======== RECORDS SHOWN ========

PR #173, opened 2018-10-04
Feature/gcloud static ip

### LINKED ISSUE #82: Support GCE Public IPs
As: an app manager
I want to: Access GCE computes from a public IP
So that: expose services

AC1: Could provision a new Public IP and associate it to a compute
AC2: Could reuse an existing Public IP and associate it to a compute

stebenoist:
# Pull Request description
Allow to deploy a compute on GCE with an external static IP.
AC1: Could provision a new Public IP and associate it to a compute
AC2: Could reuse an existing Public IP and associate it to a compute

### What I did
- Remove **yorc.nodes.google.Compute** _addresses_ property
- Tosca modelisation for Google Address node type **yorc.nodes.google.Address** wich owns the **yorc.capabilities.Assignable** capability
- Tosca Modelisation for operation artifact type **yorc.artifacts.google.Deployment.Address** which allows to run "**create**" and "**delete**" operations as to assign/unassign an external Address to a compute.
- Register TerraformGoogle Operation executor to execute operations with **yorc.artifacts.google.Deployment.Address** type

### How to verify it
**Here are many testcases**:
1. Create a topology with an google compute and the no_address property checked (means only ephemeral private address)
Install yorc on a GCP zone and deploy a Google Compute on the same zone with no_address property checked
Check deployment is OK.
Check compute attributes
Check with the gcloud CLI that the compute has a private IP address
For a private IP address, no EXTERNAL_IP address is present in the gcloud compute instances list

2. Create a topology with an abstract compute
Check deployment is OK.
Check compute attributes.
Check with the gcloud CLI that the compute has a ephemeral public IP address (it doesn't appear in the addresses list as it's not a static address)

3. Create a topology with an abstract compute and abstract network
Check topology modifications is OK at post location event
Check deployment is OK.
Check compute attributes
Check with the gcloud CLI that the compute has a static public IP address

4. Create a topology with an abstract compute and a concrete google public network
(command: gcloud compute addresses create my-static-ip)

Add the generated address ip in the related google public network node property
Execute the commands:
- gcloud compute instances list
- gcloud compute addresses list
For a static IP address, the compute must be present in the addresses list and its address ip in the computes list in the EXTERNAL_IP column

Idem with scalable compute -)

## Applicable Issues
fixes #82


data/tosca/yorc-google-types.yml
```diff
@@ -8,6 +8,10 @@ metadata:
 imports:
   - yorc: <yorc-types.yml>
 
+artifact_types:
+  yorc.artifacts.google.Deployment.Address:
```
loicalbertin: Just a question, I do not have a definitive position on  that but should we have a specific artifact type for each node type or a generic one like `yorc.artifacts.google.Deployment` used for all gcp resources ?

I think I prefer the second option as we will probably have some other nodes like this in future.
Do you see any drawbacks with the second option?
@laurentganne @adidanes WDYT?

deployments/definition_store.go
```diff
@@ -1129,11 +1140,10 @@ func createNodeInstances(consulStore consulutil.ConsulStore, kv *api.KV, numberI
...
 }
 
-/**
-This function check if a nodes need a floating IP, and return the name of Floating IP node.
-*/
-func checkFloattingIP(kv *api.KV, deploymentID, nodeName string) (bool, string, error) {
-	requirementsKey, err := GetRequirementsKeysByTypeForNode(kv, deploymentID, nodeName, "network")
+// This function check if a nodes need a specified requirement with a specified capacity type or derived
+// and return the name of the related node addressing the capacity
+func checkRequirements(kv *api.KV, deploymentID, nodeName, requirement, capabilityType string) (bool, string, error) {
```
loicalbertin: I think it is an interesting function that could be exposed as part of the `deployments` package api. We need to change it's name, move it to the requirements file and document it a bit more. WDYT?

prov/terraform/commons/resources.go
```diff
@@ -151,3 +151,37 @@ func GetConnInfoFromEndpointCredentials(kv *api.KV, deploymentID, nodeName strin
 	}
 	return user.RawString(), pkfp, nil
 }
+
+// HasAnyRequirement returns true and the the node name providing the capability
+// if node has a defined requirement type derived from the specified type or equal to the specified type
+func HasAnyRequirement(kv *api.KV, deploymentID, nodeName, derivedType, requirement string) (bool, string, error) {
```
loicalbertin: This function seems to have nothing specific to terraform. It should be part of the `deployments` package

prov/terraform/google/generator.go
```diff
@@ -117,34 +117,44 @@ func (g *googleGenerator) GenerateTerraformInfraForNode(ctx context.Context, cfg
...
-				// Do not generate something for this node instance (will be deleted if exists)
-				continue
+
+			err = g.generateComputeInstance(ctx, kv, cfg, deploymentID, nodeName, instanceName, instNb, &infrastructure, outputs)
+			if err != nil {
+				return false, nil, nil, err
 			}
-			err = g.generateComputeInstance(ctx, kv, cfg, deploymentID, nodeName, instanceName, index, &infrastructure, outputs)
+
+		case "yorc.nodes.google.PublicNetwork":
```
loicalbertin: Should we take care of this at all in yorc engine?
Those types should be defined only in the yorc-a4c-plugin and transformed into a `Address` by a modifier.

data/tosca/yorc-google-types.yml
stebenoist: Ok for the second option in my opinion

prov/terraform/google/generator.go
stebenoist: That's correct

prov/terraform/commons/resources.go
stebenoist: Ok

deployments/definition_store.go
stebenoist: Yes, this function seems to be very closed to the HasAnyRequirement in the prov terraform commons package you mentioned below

========

▶ [DIRECTIONS FOR THIS TASK]
Repeat the whole listing, keeping every word exact.

▶ [TASK RESPONSE]
PR #173, opened 2018-10-04
Feature/gcloud static ip

### LINKED ISSUE #82: Support GCE Public IPs
As: an app manager
I want to: Access GCE computes from a public IP
So that: expose services

AC1: Could provision a new Public IP and associate it to a compute
AC2: Could reuse an existing Public IP and associate it to a compute

stebenoist:
# Pull Request description
Allow to deploy a compute on GCE with an external static IP.
AC1: Could provision a new Public IP and associate it to a compute
AC2: Could reuse an existing Public IP and associate it to a compute

### What I did
- Remove **yorc.nodes.google.Compute** _addresses_ property
- Tosca modelisation for Google Address node type **yorc.nodes.google.Address** wich owns the **yorc.capabilities.Assignable** capability
- Tosca Modelisation for operation artifact type **yorc.artifacts.google.Deployment.Address** which allows to run "**create**" and "**delete**" operations as to assign/unassign an external Address to a compute.
- Register TerraformGoogle Operation executor to execute operations with **yorc.artifacts.google.Deployment.Address** type

### How to verify it
**Here are many testcases**:
1. Create a topology with an google compute and the no_address property checked (means only ephemeral private address)
Install yorc on a GCP zone and deploy a Google Compute on the same zone with no_address property checked
Check deployment is OK.
Check compute attributes
Check with the gcloud CLI that the compute has a private IP address
For a private IP address, no EXTERNAL_IP address is present in the gcloud compute instances list

2. Create a topology with an abstract compute
Check deployment is OK.
Check compute attributes.
Check with the gcloud CLI that the compute has a ephemeral public IP address (it doesn't appear in the addresses list as it's not a static address)

3. Create a topology with an abstract compute and abstract network
Check topology modifications is OK at post location event
Check deployment is OK.
Check compute attributes
Check with the gcloud CLI that the compute has a static public IP address

4. Create a topology with an abstract compute and a concrete google public network
(command: gcloud compute addresses create my-static-ip)

Add the generated address ip in the related google public network node property
Execute the commands:
- gcloud compute instances list
- gcloud compute addresses list
For a static IP address, the compute must be present in the addresses list and its address ip in the computes list in the EXTERNAL_IP column

Idem with scalable compute -)

## Applicable Issues
fixes #82


data/tosca/yorc-google-types.yml
```diff
@@ -8,6 +8,10 @@ metadata:
 imports:
   - yorc: <yorc-types.yml>
 
+artifact_types:
+  yorc.artifacts.google.Deployment.Address:
```
loicalbertin: Just a question, I do not have a definitive position on  that but should we have a specific artifact type for each node type or a generic one like `yorc.artifacts.google.Deployment` used for all gcp resources ?

I think I prefer the second option as we will probably have some other nodes like this in future.
Do you see any drawbacks with the second option?
@laurentganne @adidanes WDYT?

deployments/definition_store.go
```diff
@@ -1129,11 +1140,10 @@ func createNodeInstances(consulStore consulutil.ConsulStore, kv *api.KV, numberI
...
 }
 
-/**
-This function check if a nodes need a floating IP, and return the name of Floating IP node.
-*/
-func checkFloattingIP(kv *api.KV, deploymentID, nodeName string) (bool, string, error) {
-	requirementsKey, err := GetRequirementsKeysByTypeForNode(kv, deploymentID, nodeName, "network")
+// This function check if a nodes need a specified requirement with a specified capacity type or derived
+// and return the name of the related node addressing the capacity
+func checkRequirements(kv *api.KV, deploymentID, nodeName, requirement, capabilityType string) (bool, string, error) {
```
loicalbertin: I think it is an interesting function that could be exposed as part of the `deployments` package api. We need to change it's name, move it to the requirements file and document it a bit more. WDYT?

prov/terraform/commons/resources.go
```diff
@@ -151,3 +151,37 @@ func GetConnInfoFromEndpointCredentials(kv *api.KV, deploymentID, nodeName strin
 	}
 	return user.RawString(), pkfp, nil
 }
+
+// HasAnyRequirement returns true and the the node name providing the capability
+// if node has a defined requirement type derived from the specified type or equal to the specified type
+func HasAnyRequirement(kv *api.KV, deploymentID, nodeName, derivedType, requirement string) (bool, string, error) {
```
loicalbertin: This function seems to have nothing specific to terraform. It should be part of the `deployments` package

prov/terraform/google/generator.go
```diff
@@ -117,34 +117,44 @@ func (g *googleGenerator) GenerateTerraformInfraForNode(ctx context.Context, cfg
...
-				// Do not generate something for this node instance (will be deleted if exists)
-				continue
+
+			err = g.generateComputeInstance(ctx, kv, cfg, deploymentID, nodeName, instanceName, instNb, &infrastructure, outputs)
+			if err != nil {
+				return false, nil, nil, err
 			}
-			err = g.generateComputeInstance(ctx, kv, cfg, deploymentID, nodeName, instanceName, index, &infrastructure, outputs)
+
+		case "yorc.nodes.google.PublicNetwork":
```
loicalbertin: Should we take care of this at all in yorc engine?
Those types should be defined only in the yorc-a4c-plugin and transformed into a `Address` by a modifier.

data/tosca/yorc-google-types.yml
stebenoist: Ok for the second option in my opinion

prov/terraform/google/generator.go
stebenoist: That's correct

prov/terraform/commons/resources.go
stebenoist: Ok

deployments/definition_store.go
stebenoist: Yes, this function seems to be very closed to the HasAnyRequirement in the prov terraform commons package you mentioned below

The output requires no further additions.